> WHAT YOU ARE ASKED TO DO: Which lines of the records contain "Bloom"? Collect every one of them.

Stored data
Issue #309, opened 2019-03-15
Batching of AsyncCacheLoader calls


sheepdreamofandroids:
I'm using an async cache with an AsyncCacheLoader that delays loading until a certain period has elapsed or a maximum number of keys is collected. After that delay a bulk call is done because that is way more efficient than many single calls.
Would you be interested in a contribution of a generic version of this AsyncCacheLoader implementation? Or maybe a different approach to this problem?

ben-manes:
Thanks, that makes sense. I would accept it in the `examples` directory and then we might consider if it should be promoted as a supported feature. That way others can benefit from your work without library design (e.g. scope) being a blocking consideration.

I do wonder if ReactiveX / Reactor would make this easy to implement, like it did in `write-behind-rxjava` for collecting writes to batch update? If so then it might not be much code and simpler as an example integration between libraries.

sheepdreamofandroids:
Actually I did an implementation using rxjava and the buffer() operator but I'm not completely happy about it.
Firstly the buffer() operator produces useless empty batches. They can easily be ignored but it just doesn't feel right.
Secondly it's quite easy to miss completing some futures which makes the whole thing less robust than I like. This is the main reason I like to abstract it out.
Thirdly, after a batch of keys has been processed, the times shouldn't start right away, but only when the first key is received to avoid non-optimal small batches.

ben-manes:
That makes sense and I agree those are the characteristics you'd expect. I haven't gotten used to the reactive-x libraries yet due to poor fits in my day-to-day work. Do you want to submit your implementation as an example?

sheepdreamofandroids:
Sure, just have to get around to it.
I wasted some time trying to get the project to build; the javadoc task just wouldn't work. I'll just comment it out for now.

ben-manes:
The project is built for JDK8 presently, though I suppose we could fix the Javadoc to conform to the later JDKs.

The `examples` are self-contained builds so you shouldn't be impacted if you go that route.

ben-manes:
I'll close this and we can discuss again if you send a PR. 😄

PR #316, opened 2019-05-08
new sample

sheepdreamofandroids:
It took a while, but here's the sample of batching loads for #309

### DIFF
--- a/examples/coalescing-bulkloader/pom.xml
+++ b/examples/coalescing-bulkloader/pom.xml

...

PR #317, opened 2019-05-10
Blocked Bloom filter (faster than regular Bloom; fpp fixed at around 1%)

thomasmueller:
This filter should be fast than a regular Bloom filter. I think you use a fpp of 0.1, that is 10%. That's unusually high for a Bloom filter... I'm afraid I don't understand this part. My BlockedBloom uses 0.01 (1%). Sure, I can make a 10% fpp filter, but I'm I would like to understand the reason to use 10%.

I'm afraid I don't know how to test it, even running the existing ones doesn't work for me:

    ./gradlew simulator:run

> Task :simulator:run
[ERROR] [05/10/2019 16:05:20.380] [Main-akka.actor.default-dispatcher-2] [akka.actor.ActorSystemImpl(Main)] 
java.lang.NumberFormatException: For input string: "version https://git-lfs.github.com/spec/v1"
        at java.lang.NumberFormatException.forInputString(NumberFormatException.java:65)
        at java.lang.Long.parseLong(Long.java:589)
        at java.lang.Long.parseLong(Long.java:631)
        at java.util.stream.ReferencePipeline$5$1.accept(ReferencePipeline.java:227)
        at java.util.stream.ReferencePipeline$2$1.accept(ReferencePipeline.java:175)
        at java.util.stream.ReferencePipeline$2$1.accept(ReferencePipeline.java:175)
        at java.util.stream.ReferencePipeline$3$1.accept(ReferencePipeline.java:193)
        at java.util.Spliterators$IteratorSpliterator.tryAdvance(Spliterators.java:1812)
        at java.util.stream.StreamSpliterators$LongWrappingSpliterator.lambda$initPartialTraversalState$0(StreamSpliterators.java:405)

...

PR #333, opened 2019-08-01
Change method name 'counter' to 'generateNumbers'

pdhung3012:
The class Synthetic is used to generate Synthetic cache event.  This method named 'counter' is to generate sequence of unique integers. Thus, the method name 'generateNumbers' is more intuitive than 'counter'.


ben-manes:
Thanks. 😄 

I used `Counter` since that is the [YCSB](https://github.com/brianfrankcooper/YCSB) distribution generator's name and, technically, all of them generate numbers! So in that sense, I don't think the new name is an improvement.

> ANSWER SPACE:
Blocked Bloom filter (faster than regular Bloom; fpp fixed at around 1%)
This filter should be fast than a regular Bloom filter. I think you use a fpp of 0.1, that is 10%. That's unusually high for a Bloom filter... I'm afraid I don't understand this part. My BlockedBloom uses 0.01 (1%). Sure, I can make a 10% fpp filter, but I'm I would like to understand the reason to use 10%.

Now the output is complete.